Es liegt natürlich an einem selbst. Aber wer Interesse an seinen Beruf hat, wird sich mit Sicherheit in den wichtigen Bereichen ohnehin weiterbilden, auch privat. Ein Informatiker wird sich vermutlich schon allein aus beruflichem Interesse mit neuer Hardware (was ja das Werkzeug eines Informatikers ist) beschäftigen. Zumindest kenne ich keinen einzigen Informatiker in meinem Freundeskreis, der sich z.b. nicht mit VR auseinandergesetzt hat. Viele davon sind auch keine großartigen Gamer. 
Ein IT-Systemkaufmann genauso. Ein Pädagoge wird sich sicher auch mit neuen Erkenntnissen aus der Psychologie oder mit neuen Gesetzesgrundlagen beschäftigen. Muss man einfach, auch abseits von Weiterbildungen. Ansonsten kann ich dir ohne weiteres zustimmen.

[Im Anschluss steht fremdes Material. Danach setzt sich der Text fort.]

Issue #1300, opened 2023-10-13
[Feature Request] Deduplication of attributes


cijothomas:
As of today, Logs API/SDK [does not](https://github.com/open-telemetry/opentelemetry-rust/pull/1142/files) do de-deuplication.
Tracing API/SDK does do de-duplication for SpanAttributes, but it is being [removed](https://github.com/open-telemetry/opentelemetry-rust/pull/1293). There is no de-duplication done for Event Attributes and Link Attributes.
Metrics API/SDK does do de-duplication, but it could be [removed](https://github.com/open-telemetry/opentelemetry-rust/issues/1098).

Please comment on this issue, if you are an end-user who want a feature from this repo to do the de-duplication. This is typically the case, if you, as instrumentation author, cannot enforce it, and your backend does not support it either. When you comment here, please describe the scenario in detail, so that we can design a solution to cover that. In general, if we chose to offer a feature for this, it'll be opt-in basis, as there is significant overhead to do de-duplication.

hdost:
I'd like to bring up https://github.com/open-telemetry/opentelemetry-rust/issues/1297

cijothomas:
https://github.com/open-telemetry/opentelemetry-specification/issues/3931#issuecomment-1991915593 From spec, only applicable for logs, still in discussion only.

PR #1398, opened 2023-11-22
Metric SDK - remove de-duplicating attributes for perf gain

### LINKED ISSUE #1098: Remove de-duping of attribute keys
In the current metrics SDK implementation, attribute sets with entries that have the same keys are de-duped. The "first" unique key is taken and the rest is dropped. This behavior is not fully defined in the spec so it is up to languages to decide the specific implementation. De-duping does not make sense for a couple of reasons:

1. Only the first key seen is kept, the rest are dropped. Is this "correct" behavior? Who is to say that the first key is the one that the user wants?
2. Performance improvement only exists for the case in which there are multiple of the same key, which is uncommon. The majority of the cases, keys within an AttributeSet will have different values, in which case, performance actually degrades because of the constant checks of key existence in the `seen` hashmap.

I ran 2 benchmark tests demonstrating this, the first `Counter/AddUniqueAttr` makes a call to add with 1million unique keys and the seconds makes a call to add with 1 million of the same keys.

With de-duping:
```
Counter/AddUniqueAttr   time:   [338.88 ms **342.29 ms** 345.65 ms]
                        change: [+26.244% +28.995% +31.699%] (p = 0.00 < 0.05)
                        Performance has regressed.
  3 (3.00%) low mild
  1 (1.00%) high mild
  1 (1.00%) high severe
Counter/AddDupeAttr     time:   [22.946 ms **23.200 ms** 23.475 ms]
                        change: [-90.635% -90.503% -90.361%] (p = 0.00 < 0.05)
                        Performance has improved.
```
Without de-duping:
```
Counter/AddUniqueAttr   time:   [236.92 ms **240.31 ms** 244.08 ms]
                        change: [-0.0665% +1.5192% +3.3808%] (p = 0.08 > 0.05)

Counter/AddDupeAttr     time:   [186.02 ms **187.53 ms** 189.18 ms]
                        change: [+1.8287% +2.9432% +4.0648%] (p = 0.00 < 0.05)
                        Performance has regressed.
```
Of course de-duping will have tremendous time improvements for duplicate attributes but this is probably not worth the overhead of additional time added with non-duplicate attributes.

Thoughts?

cijothomas:
Fixes #1098. This adds to the gains achieved from https://github.com/open-telemetry/opentelemetry-rust/pull/1379!

Similar to [Tracing ](https://github.com/open-telemetry/opentelemetry-rust/pull/1293)and Logs, this PR removes the attribute de-duplication from the SDK. Changelog is advising users to https://github.com/open-telemetry/opentelemetry-rust/issues/1300, feedback from which can be used to evaluate if we need to bring this back as a opt-in feature in OTel SDK.

## Changes
Remove de-deduplication of metric attributes from SDK.
Add test to validate the behavior and assert that it is a conscious choice.
Prometheus Exporter already handles this (when duplicates arise when sanitizing), but order is not guaranteed. Tests are modified to account for this.

## Performance gains
20% gain for Counter.Add() hot path, when 4 attributes are used. More attributes will show more gains.
Numbers from my machine:

main branch
```
Counter_Add_Sorted      time:   [650.97 ns 659.10 ns 668.39 ns]
  2 (2.00%) high mild
  4 (4.00%) high severe

Counter_Add_Unsorted    time:   [645.21 ns 650.88 ns 656.56 ns]
  2 (2.00%) high severe
```

This PR
```
Counter_Add_Sorted      time:   [527.00 ns 531.73 ns 537.88 ns]
                        change: [-18.633% -15.611% -11.545%] (p = 0.00 < 0.05)
                        Performance has improved.
  2 (2.00%) high mild
  10 (10.00%) high severe

Counter_Add_Unsorted    time:   [532.62 ns 537.23 ns 542.44 ns]
                        change: [-19.127% -17.803% -16.416%] (p = 0.00 < 0.05)
                        Performance has improved.
```

main branch
50% boost in the time needed for making AttributeSet from slice!
```
AttributeSet_without_duplicates
                        time:   [217.74 ns 220.07 ns 222.85 ns]
  3 (3.00%) high mild
  3 (3.00%) high severe

AttributeSet_with_duplicates
                        time:   [219.37 ns 229.60 ns 241.22 ns]
Found 15 outliers among 100 measurements (15.00%)
  2 (2.00%) high mild
  13 (13.00%) high severe
```

This PR:
```
AttributeSet_without_duplicates
                        time:   [99.515 ns 100.37 ns 101.33 ns]
                        change: [-54.598% -53.572% -52.608%] (p = 0.00 < 0.05)
                        Performance has improved.
  3 (3.00%) high mild
  7 (7.00%) high severe

AttributeSet_with_duplicates
                        time:   [105.90 ns 107.11 ns 108.55 ns]
                        change: [-54.672% -52.847% -51.089%] (p = 0.00 < 0.05)
                        Performance has improved.
```

Stress Tests:
main branch
```
Number of threads: 4
Throughput: 7,660,800 iterations/sec
Throughput: 7,904,400 iterations/sec
Throughput: 7,685,400 iterations/sec
Throughput: 7,048,800 iterations/sec
Throughput: 7,251,000 iterations/sec
```

this PR
```
Number of threads: 4
Throughput: 8,148,800 iterations/sec
Throughput: 8,265,800 iterations/sec
Throughput: 8,422,600 iterations/sec
Throughput: 8,420,600 iterations/sec
Throughput: 8,473,200 iterations/sec
```

Stress tests use only 3 attributes, so the improvement seems smaller compared
to benchmarks which uses 4 attributes!

### DIFF
--- a/opentelemetry-prometheus/src/lib.rs
+++ b/opentelemetry-prometheus/src/lib.rs
@@ -373,7 +373,7 @@ impl prometheus::core::Collector for Collector {
 /// Maps attributes into Prometheus-style label pairs.
 ///
 /// It sanitizes invalid characters and handles duplicate keys (due to
-/// sanitization or when user provides duplicate keys) by sorting and 
+/// sanitization or when user provides duplicate keys) by sorting and
 /// concatenating the values following the spec.
 fn get_attrs(kvs: &mut dyn Iterator<Item = (&Key, &Value)>, extra: &[LabelPair]) -> Vec<LabelPair> {
     let mut keys_map = BTreeMap::<String, Vec<String>>::new();
--- a/opentelemetry-prometheus/src/lib.rs
+++ b/opentelemetry-prometheus/src/lib.rs
@@ -373,7 +373,8 @@ impl prometheus::core::Collector for Collector {
 /// Maps attributes into Prometheus-style label pairs.
 ///
 /// It sanitizes invalid characters and handles duplicate keys (due to
-/// sanitization) by sorting and concatenating the values following the spec.
+/// sanitization or when user provides duplicate keys) by sorting and 
+/// concatenating the values following the spec.
 fn get_attrs(kvs: &mut dyn Iterator<Item = (&Key, &Value)>, extra: &[LabelPair]) -> Vec<LabelPair> {
     let mut keys_map = BTreeMap::<String, Vec<String>>::new();
     for (key, value) in kvs {
--- a/opentelemetry-prometheus/tests/data/sanitized_labels.txt
+++ b/opentelemetry-prometheus/tests/data/sanitized_labels.txt
@@ -1,6 +1,6 @@
 # HELP foo_total a sanitary counter
 # TYPE foo_total counter
-foo_total{A_B="Q",C_D="Y;Z",otel_scope_name="testmeter",otel_scope_version="v0.1.0"} 24.3
+foo_total{A_B="Q;X",C_D="Y;Z",otel_scope_name="testmeter",otel_scope_version="v0.1.0"} 24.3
 # HELP otel_scope_info Instrumentation Scope metadata
 # TYPE otel_scope_info gauge
 otel_scope_info{otel_scope_name="testmeter",otel_scope_version="v0.1.0"} 1
--- a/opentelemetry-prometheus/tests/integration_test.rs
+++ b/opentelemetry-prometheus/tests/integration_test.rs
@@ -135,7 +135,13 @@ fn prometheus_exporter_integration() {
             builder: ExporterBuilder::default().without_units(),
             record_metrics: Box::new(|meter| {
                 let attrs = vec![
-                    // exact match, value should be overwritten
+                    // exact match, SDK will not do de-duplication,
+                    // values should be concatenated.
+                    // The order X;Q vs Q:X is not guaranteed.
+                    // We expect end-users to not produce duplicates in the
+                    // first place, but if that cannot be done,
+                    // we can offer a opt-in feature in SDK to do it.
+                    // https://github.com/open-telemetry/opentelemetry-rust/issues/1300
                     Key::new("A.B").string("X"),
                     Key::new("A.B").string("Q"),
                     // unintended match due to sanitization, values should be concatenated
--- a/opentelemetry-sdk/CHANGELOG.md
+++ b/opentelemetry-sdk/CHANGELOG.md
@@ -24,6 +24,12 @@
 - **Breaking** Remove `TextMapCompositePropagator` [#1373](https://github.com/open-telemetry/opentelemetry-rust/pull/1373). Use `TextMapCompositePropagator` in opentelemetry API.
 
 - [#1375](https://github.com/open-telemetry/opentelemetry-rust/pull/1375/) Fix metric collections during PeriodicReader shutdown
+- **Breaking**
+  [#1397](https://github.com/open-telemetry/opentelemetry-rust/issues/1397)
+  Removes de-duplication of Metric attribute keys to achieve performance gains.
+  Please share [feedback
+  here](https://github.com/open-telemetry/opentelemetry-rust/issues/1300), if
+  you are affected.
 
 ## v0.21.1
 
--- a/opentelemetry-sdk/src/attributes/set.rs
+++ b/opentelemetry-sdk/src/attributes/set.rs
@@ -111,7 +111,7 @@ impl From<&[KeyValue]> for AttributeSet {
         let mut vec = values
             .iter()
             .rev()
-            .filter_map(|kv| Some(HashKeyValue(kv.clone())))
+            .map(|kv| HashKeyValue(kv.clone()))
             .collect::<Vec<_>>();
         vec.sort_unstable();
 
--- a/opentelemetry-sdk/src/attributes/set.rs
+++ b/opentelemetry-sdk/src/attributes/set.rs
@@ -111,9 +111,7 @@ impl From<&[KeyValue]> for AttributeSet {
         let mut vec = values
             .iter()
             .rev()
-            .filter_map(|kv| {
-                Some(HashKeyValue(kv.clone()))
-            })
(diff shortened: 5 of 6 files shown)


hdost:
So going back to our conversation from before the gain here is not the 7x we saw. 
I guess my interpretation was that we'd look at bounded instruments and/or allowing users to pass in prebuilt AttributeSets. 
If we're going to just break it this seems like we should put it behind a feature flag which was also something we discussed.

cijothomas:
> So going back to our conversation from before the gain here is not the 7x we saw. This is closer to a 6-8% improvement based on the stress test.

There is no 7x gain with this PR. I am trying to understanding why did you expect 7x here? Apologies if I missed something obvious..
The perf gains from this change are shared in the PR description. If we have more attributes, there will be more gains, of course, but just picked one example (3 attributes for stress, 4 attributes for criterion) to show the gains!

> we'd look at bounded instruments and/or allowing users to pass in prebuilt AttributeSets

Yes absolutely! That is a separate improvement, helping users who has key/values known ahead. This PR is not attempting that improvement.

> If we're going to just break it this seems like we should put it behind a feature flag

If users have duplicate keys in their attributes, that is already an indication of something wrong with their instrumentation. I don't think its fair to ask every user to pay for the perf penality to dedup! I am totally open to bringing de-dup as an opt-in feature, which is why I has opened [this issue to gather feedback](https://github.com/open-telemetry/opentelemetry-rust/issues/1300).

hdost:
TL;DR I think we should add the feature flag before merging this. 

> > So going back to our conversation from before the gain here is not the 7x we saw. This is closer to a 6-8% improvement based on the stress test.
> 
> 
> 
> There is no 7x gain with this PR. I am trying to understanding why did you expect 7x here? Apologies if I missed something obvious..
> 

My point was maybe not well made.
https://github.com/open-telemetry/opentelemetry-rust/pull/1379 we saw significant improvement on the order of 6-7x improvement (from what I understand and doesn't break any previous functionality. 
This PR breaks backwards compatibility and is not as significant improvement. 


> > we'd look at bounded instruments and/or allowing users to pass in prebuilt AttributeSets
> 
> Yes absolutely! That is a separate improvement, helping users who has key/values known ahead. This PR is not attempting that improvement.
> 

I think we'd be better off focusing on providing those to provide performance. And if we're going to break functionality I really think we need to be more thoughtful about it. Yes we want performance, but if we are constantly breaking things people have little incentive to move forward and with our latest release I don't think we've done a good job of providing a path forward. 

This is a little wider point but it's relevant. I don't want to be the barrier to progress, but I also don't want no one to use this because they experience frustration through upgrades. 

> 
> > If we're going to just break it this seems like we should put it behind a feature flag
> 
> 
> 
> If users have duplicate keys in their attributes, that is already an indication of something wrong with their instrumentation. I don't think its fair to ask every user to pay for the perf penality to dedup! I am totally open to bringing de-dup as an opt-in feature, which is why I has opened [this issue to gather feedback](https://github.com/open-telemetry/opentelemetry-rust/issues/1300). 
> 

On the point above I think that we should have a feature flag on this to allow people to work with the old behavior. Feedback is great but we don't give people the option to try both ways as they would have to use an older version which might miss other internal improvements.

cijothomas:
@hdost I'm not entirely clear on who might be affected by this change. The API itself hasn't been changed; it's more a shift in behavior from not deduplicating in the SDK to doing so in the Prometheus exporter. Is it common for anyone to intentionally send duplicate attributes, expecting the SDK to handle the deduplication? Considering there are no extensibility points like SpanProcessor/LogRecordProcessor, it seems unlikely that additional attributes could be added even inadvertently, leading to duplication. Thus, the individual emitting the measurement should have complete control and can take steps to avoid passing duplicate keys. If there are other scenarios I'm not considering, I'm open to understanding more about them. From what I've seen in OTel .NET, which has never performed deduplication either in the SDK or Prometheus Exporter, this issue of duplication hasn't been a point of concern.

I do understand the importance of being mindful with any changes that could potentially break existing workflows. However, in this instance, I'm not convinced that this change is of that nature. This is similar to the changes we've made previously with Logs and Traces. We didn't implement feature flags for traces or logs, and I'm not sure it's necessary for metrics either. I strongly believe that the **default behavior should prioritize efficiency**, and I fully support the idea of a feature flag or opt-in approach for the less efficient route involving deduplication, rather than defaulting to it.

Would you reconsider your objection to this PR?

hdost:
> TL;DR I think we should add the feature flag before merging this.

> I strongly believe that the **default behavior should prioritize efficiency**, and I fully support the idea of a feature flag or opt-in approach for the less efficient route involving deduplication, rather than defaulting to it.

I guess we're on the same page that there should be a feature flag.

As I suggested it could be something like: `metrics-enable-deduplication`

KallDrexx:
Maybe it's prudent to have concrete idea of what the ramifications of not-deduplicating is?   From my limited knowledge, there are two ramifications

1. You may end up with duplicated time series (e.g. `{color: red, shape: circle, color:red}` vs `{color:red, shape: cicle}` would be different time series). 
2. Some exporters may fail (e.g. prometheus non-otlp).

There's always a balance between performance and creating the pit of success for users, and it's hard for me to give much of an opinion without how accidentally violating the duplicate key rules in this case actually works.

Fwiw, I don't have a problem enabling this to be opt-in as a "I am aware of how I build my attributes and explicitly know that providing duplicate attributes may cause bad data".  I'm a big proponent of pit of success, and a feature flag to enable better performance without code changes doesn't seem too erroneous.

KallDrexx:
I guess my primary concerns is with `{color: red, shape: circle, color:red}` vs `{color:red, shape: cicle}`.

If we don't dedup, then these are stored in the `ValueMap` as two different attribute sets, which means a counter against one won't be applied to the other.  This means you could have two different values in both attribute sets.

I assume the backends will automatically aggregate them into a single time series in that case?

cijothomas:
> I assume the backends will automatically aggregate them into a single time series in that case?

Again, this is backend specific.

cijothomas:
Closing for now, as we are exploring other options, and will come back to this after https://github.com/open-telemetry/opentelemetry-rust/pull/1421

Aber um mal wieder zu den Bereichen IT und Englisch zurück zukehren...Das sind beides Bereiche, die heutzutage doch als lebenspraktisch bezeichnet werden können. Ich denke, kaum einer kommt noch ohne Internet, Office Programme etc. zurecht. Briefe an Behörden usw. werden nicht mehr handschriftlich geschrieben, sondern am Computer. Und Englisch ist ohnehin eine Weltsprache und egal wohin man geht, man wird dauernd mit Englisch konfrontiert. Das ist auch nicht zwangsläufig allein auf die berufliche Tätigkeit einzugrenzen.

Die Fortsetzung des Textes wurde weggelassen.